● Directions for this task
Each entry, from beginning to end, is to be transcribed verbatim.

● Input
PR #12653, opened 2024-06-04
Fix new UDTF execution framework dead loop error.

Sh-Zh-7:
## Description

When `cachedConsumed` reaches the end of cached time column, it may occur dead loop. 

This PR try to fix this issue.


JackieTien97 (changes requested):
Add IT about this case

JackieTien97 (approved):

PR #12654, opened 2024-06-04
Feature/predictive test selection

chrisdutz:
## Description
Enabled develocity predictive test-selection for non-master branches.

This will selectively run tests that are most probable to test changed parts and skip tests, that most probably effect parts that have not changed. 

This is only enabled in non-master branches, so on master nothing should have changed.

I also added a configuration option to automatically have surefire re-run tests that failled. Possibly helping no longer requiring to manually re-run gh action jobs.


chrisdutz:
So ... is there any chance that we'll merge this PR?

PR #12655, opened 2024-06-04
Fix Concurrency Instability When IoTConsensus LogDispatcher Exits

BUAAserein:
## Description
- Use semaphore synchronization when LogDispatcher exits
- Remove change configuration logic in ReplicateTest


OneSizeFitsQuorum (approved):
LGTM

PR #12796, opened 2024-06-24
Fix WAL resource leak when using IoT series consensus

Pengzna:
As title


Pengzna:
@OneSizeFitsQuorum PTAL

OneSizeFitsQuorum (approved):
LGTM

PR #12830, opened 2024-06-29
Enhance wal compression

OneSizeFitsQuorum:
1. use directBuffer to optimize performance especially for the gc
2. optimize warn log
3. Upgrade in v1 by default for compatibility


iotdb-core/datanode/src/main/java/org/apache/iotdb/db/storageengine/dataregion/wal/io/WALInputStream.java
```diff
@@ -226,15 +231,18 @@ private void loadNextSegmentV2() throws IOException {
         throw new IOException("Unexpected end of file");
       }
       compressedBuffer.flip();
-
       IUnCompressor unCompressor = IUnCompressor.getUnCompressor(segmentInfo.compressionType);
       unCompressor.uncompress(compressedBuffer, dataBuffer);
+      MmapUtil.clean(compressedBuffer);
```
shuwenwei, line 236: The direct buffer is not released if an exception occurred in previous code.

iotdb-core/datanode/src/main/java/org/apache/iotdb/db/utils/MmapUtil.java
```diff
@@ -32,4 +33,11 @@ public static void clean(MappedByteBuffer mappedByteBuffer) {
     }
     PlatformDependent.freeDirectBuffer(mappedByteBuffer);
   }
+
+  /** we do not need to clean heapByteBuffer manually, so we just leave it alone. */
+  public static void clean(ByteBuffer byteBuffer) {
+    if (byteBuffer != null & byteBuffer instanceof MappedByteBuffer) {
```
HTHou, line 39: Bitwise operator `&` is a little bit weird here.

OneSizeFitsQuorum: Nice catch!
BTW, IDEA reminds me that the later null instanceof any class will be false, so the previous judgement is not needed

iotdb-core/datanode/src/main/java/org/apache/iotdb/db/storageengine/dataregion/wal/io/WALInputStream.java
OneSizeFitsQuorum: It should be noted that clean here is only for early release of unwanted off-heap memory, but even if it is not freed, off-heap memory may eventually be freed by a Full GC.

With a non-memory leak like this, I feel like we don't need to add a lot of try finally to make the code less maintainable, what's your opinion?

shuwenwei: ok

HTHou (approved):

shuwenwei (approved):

● Task result
PR #12653, opened 2024-06-04
Fix new UDTF execution framework dead loop error.

Sh-Zh-7:
## Description

When `cachedConsumed` reaches the end of cached time column, it may occur dead loop. 

This PR try to fix this issue.


JackieTien97 (changes requested):
Add IT about this case

JackieTien97 (approved):

PR #12654, opened 2024-06-04
Feature/predictive test selection

chrisdutz:
## Description
Enabled develocity predictive test-selection for non-master branches.

This will selectively run tests that are most probable to test changed parts and skip tests, that most probably effect parts that have not changed. 

This is only enabled in non-master branches, so on master nothing should have changed.

I also added a configuration option to automatically have surefire re-run tests that failled. Possibly helping no longer requiring to manually re-run gh action jobs.


chrisdutz:
So ... is there any chance that we'll merge this PR?

PR #12655, opened 2024-06-04
Fix Concurrency Instability When IoTConsensus LogDispatcher Exits

BUAAserein:
## Description
- Use semaphore synchronization when LogDispatcher exits
- Remove change configuration logic in ReplicateTest


OneSizeFitsQuorum (approved):
LGTM

PR #12796, opened 2024-06-24
Fix WAL resource leak when using IoT series consensus

Pengzna:
As title


Pengzna:
@OneSizeFitsQuorum PTAL

OneSizeFitsQuorum (approved):
LGTM

PR #12830, opened 2024-06-29
Enhance wal compression

OneSizeFitsQuorum:
1. use directBuffer to optimize performance especially for the gc
2. optimize warn log
3. Upgrade in v1 by default for compatibility


iotdb-core/datanode/src/main/java/org/apache/iotdb/db/storageengine/dataregion/wal/io/WALInputStream.java
```diff
@@ -226,15 +231,18 @@ private void loadNextSegmentV2() throws IOException {
         throw new IOException("Unexpected end of file");
       }
       compressedBuffer.flip();
-
       IUnCompressor unCompressor = IUnCompressor.getUnCompressor(segmentInfo.compressionType);
       unCompressor.uncompress(compressedBuffer, dataBuffer);
+      MmapUtil.clean(compressedBuffer);
```
shuwenwei, line 236: The direct buffer is not released if an exception occurred in previous code.

iotdb-core/datanode/src/main/java/org/apache/iotdb/db/utils/MmapUtil.java
```diff
@@ -32,4 +33,11 @@ public static void clean(MappedByteBuffer mappedByteBuffer) {
     }
     PlatformDependent.freeDirectBuffer(mappedByteBuffer);
   }
+
+  /** we do not need to clean heapByteBuffer manually, so we just leave it alone. */
+  public static void clean(ByteBuffer byteBuffer) {
+    if (byteBuffer != null & byteBuffer instanceof MappedByteBuffer) {
```
HTHou, line 39: Bitwise operator `&` is a little bit weird here.

OneSizeFitsQuorum: Nice catch!
BTW, IDEA reminds me that the later null instanceof any class will be false, so the previous judgement is not needed

iotdb-core/datanode/src/main/java/org/apache/iotdb/db/storageengine/dataregion/wal/io/WALInputStream.java
OneSizeFitsQuorum: It should be noted that clean here is only for early release of unwanted off-heap memory, but even if it is not freed, off-heap memory may eventually be freed by a Full GC.

With a non-memory leak like this, I feel like we don't need to add a lot of try finally to make the code less maintainable, what's your opinion?

shuwenwei: ok

HTHou (approved):

shuwenwei (approved):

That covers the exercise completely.